Let $F$ be an irreducible polynomial in $k[x,y]$ with $k$ an algebraically closed field, and $P=(0,0)$ a zero of the polynomial. Let $(\mathcal O_P(F),\mathfrak m)$ be the local ring at $P$, and let $m_P$ be the multiplicity of the curve defined by $F$ at $P$. Show that $\dim_k(\mathfrak m^n / \mathfrak m^{n+1})=n+1$ whenever $0\leq n<m_P$.
For reference, this is exercise 3.13 from Fulton's Algebraic Curves.

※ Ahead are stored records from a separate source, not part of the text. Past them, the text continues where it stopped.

PR #542, opened 2019-04-27
[Improvement] Ability to fall through ladders + ladder footstep sounds

eps0003:
## Status

**READY**

## Description

This adds the ability for players to fall through ladders by holding S before colliding with ladders. If they let go of S while colliding with a ladder, they will climb the ladder like usual. Pressing S while climbing the ladder won’t make the player fall through it until they stop colliding with the ladder.

The only issue I see with this is that players wanting to immediately climb down ladders will most likely fall through them. They would need to not press S until they have collided with the ladder, then they can climb down without falling through.

Even with this issue, I believe the benefits this will bring to movement will outweigh the issues it may cause.

I added footstep sounds when climbing ladders to make it clearer if you are actually climbing the ladder.

I also increased the tick rate from 5 to 30 to make ladders catch you more often. I'm not sure if this will impact performance at all. I don't even know why it was even reduced in the first place...

## Steps to Test or Reproduce

- Fall through a ladder while not holding W or S (you should fall through the ladder)
- Fall through a ladder while holding W or S (you should begin climbing the ladder)
- Let go of W or S while climbing a ladder (you should stay on the ladder)

### DIFF
--- a/Entities/Characters/Scripts/RunnerFootSteps.as
+++ b/Entities/Characters/Scripts/RunnerFootSteps.as
@@ -4,7 +4,7 @@
 
 void onInit(CSprite@ this)
 {
-	this.getCurrentScript().runFlags |= Script::tick_onground;
+	// this.getCurrentScript().runFlags |= Script::tick_onground;
 	this.getCurrentScript().runFlags |= Script::tick_not_inwater;
 	this.getCurrentScript().runFlags |= Script::tick_moving;
 	this.getCurrentScript().removeIfTag = "dead";
@@ -13,8 +13,16 @@ void onInit(CSprite@ this)
 void onTick(CSprite@ this)
 {
 	CBlob@ blob = this.getBlob();
-	if (/*blob.isOnGround() && */(blob.isKeyPressed(key_left) || blob.isKeyPressed(key_right)))
-	{
+
+	const bool left		= blob.isKeyPressed(key_left);
+	const bool right	= blob.isKeyPressed(key_right);
+	const bool up		= blob.isKeyPressed(key_up);
+	const bool down		= blob.isKeyPressed(key_down);
+
+	if (
+		(blob.isOnGround() && (left || right)) ||
+		(blob.isOnLadder() && (left || right || up || down))
+	) {
 		RunnerMoveVars@ moveVars;
 		if (!blob.get("moveVars", @moveVars))
 		{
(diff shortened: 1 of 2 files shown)


GoodCreativeUsername123:
What if pressing both up/down _(W&S)_ makes you ignore ladder collision and nothing else is changed

bunniewormy:
Sounds like a good idea in general, but it needs proper testing in actual matches to make sure there aren't any problems related to it and if it feels intuitive.

AsuMagic:
Other than that it feels nice on singleplayer, probably needs testing to find any edge case or issue as bunnie said.

AsuMagic:
Worth noting that the sound only plays every few ticks from what I gathered, so when you fall from pretty high on a ladder you may not even hear any sound which is a little odd.
That might be because of ladders updating on tick, though?

eps0003:
I changed the way this works. Instead of holding "S" to fall through ladders, you now always fall through. To climb ladders, you need to hold "W" or "S". @MrPotatobird and I felt like this is a bit more intuitive than the current implementation.

AsuMagic:
> I also increased the tick rate which makes ladders catch you more often. I'm not sure if it was the tick rate was reduced? I hope increasing it doesn't impact performance.

I don't recall who implemented it (maybe pirate-rob) but it would seem more sane to use the collision begin and end hooks.

> Instead of holding "S" to fall through ladders, you now always fall through. To climb ladders, you need to hold "W" or "S".

A bit odd as say archer in archer nests can often make use of those ladders. Is it possible at least to stay still by keeping both W and S pressed?

eps0003:
> A bit odd as say archer in archer nests can often make use of those ladders. Is it possible at least to stay still by keeping both W and S pressed?

Haha no, once you're climbing the ladder you don't fall when you let go.

AsuMagic:
> Haha no, once you're climbing the ladder you don't fall when you let go.

Oh, makes sense. Will test it a bit locally.

Coroz:
just make sure waterstun (or any stun?) still makes you fall down

AsuMagic:
> just make sure waterstun (or any stun?) still makes you fall down

It does.

MrPotatobird:
I'm worried about this one. I think it should be reverted for now.

I think in practice, people don't all naturally keep holding the jump button when they're falling, which is when they most want a ladder to catch them. I like it personally because I know how it works, but I think it's just not intuitive in the end. Some people like me will enjoy moving slightly faster through some unwanted ladders, but a LOT more people will be frustrated by accidentally falling when they didn't want to. It's not worth it, and they might not even be able to figure out why ladders sometimes catch them and sometimes don't.

1bardesign:
While I think the fall through behaviour could be reverted, the footstep sounds and higher tickrate might be a good addition? Assuming server load is not super adversely affected with the higher tickrate...

@eps0003 do you have time for that this week at all? We have some patreon heads waiting that it'd be good to get into release for patrons, but we can do a release with _just_ those commits if need be I guess.

PR #543, opened 2019-04-27
New players drop hearts when killed by new players

### LINKED ISSUE #523: Make new players drop hearts when killed by new players

New players [under 2 weeks, i believe] dont drop hearts when killed. This was done to prevent pubstompers from constantly healing on new players

**Proposed Change**

I think they should drop hearts again, but only if killed by new players as well. If killed by veterans, they shouldn't

eps0003:
## Status

**READY**

## Description

Resolves #523

- New player kills new player (heart is dropped)
- New player kills old player (heart is dropped)
- Old player kills new player (heart isn't dropped)
- Old player kills old player  (heart is dropped)

## Steps to Test or Reproduce

I tested by overriding the `newVictim` and `newKiller` bools in code to replicate the scenarios above

### DIFF
--- a/Entities/Items/Heart/DropHeartOnDeath.as
+++ b/Entities/Items/Heart/DropHeartOnDeath.as
@@ -3,23 +3,23 @@
 
 #define SERVER_ONLY
 
+const u32 NEW_AGE = 14;
+
 const f32 probability = 1.0f; //between 0 and 1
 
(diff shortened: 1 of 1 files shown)


blackjoker77777:
I think new players should drop a heart when killed by natural causes (bison, shark, fall damage, drowning, etc...), don't you think so? :thinking:

PR #559, opened 2019-05-03
Changing the vote displayed in chat

Orsovi:
### Status : 
Ready

### Description :
Changing the way that kickvote display in chat adding the user voted
 
### To Reproduce
Connect in a server (wait 10 minute ...) make a vote kick, now it show : A vote was started by {USER} against {KICKUSER}
This is mainly for the admin to remind who voted who easily


Rules/CommonScripts/VoteCommon.as
```diff
@@ -79,8 +79,10 @@ void Rules_SetVote(CRules@ this, VoteObject@ vote)
 		if (CanPlayerVote(vote, getLocalPlayer()))
 		{
 			client_AddToChat(
-				getTranslatedString("--- A vote was started by {USER} ---")
-					.replace("{USER}", vote.byuser),
+				getTranslatedString("--- A vote was started by {USER} against {KICKUSER} ---")
+					.replace("{KICKUSER}", getTranslatedString(vote.user_to_kick))
```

I tried doing an induction: the case $n=0$ is easy. For the induction step, I tried replicating the Theorem 2 from earlier in the chapter:
There is a short exact sequence $$\mathfrak m^n / \mathfrak m^{n+1}\to\mathcal O_P(F) /\mathfrak m^{n+1}\to \mathcal O_P(F)/\mathfrak m^n$$
From which we get that $\dim_k(\mathfrak m^n/\mathfrak m^{n+1})=\dim_k(\mathcal O_P(F)/\mathfrak m^{n+1})-\dim_k(\mathcal O_P(F)/\mathfrak m^n)$. We can compute the latter term using the induction hypothesis, so I need to find $\dim_k(\mathcal O_P(F)/\mathfrak m^{n+1})$. Fulton uses the following series of identifications: Let $I=(x,y)$ be an ideal. Then we have that $\mathfrak m^n=I^n\mathcal O_P(F)$, so that:
$$\mathcal O_P(F)/\mathfrak m^{n+1}\cong \mathcal O_P(F)/I^{n+1}\mathcal O_P(F)\cong \mathcal O_P(\mathbb A^2)/(F,I^{n+1})\mathcal O_P(\mathbb A^2)\cong k[x,y]/(F,I^{n+1})$$
(This skips a lot of detail, but it is all justified). But now, I am having trouble computing the dimension of the latter term. In the book, Fulton uses the fact that $n\geq m_P$ to create a short exact sequence, but here it doesn't seem to work.
Best Answer
$F$ has multiplicity $m_P$ at $P$, so $F\in I^{m_P}$ and hence $(F,I^{n+1})=I^{n+1}$ for $n<m_P$. This immediately gives $\dim_k\mathfrak{m}^n/\mathfrak{m}^{n+1}=n+1$.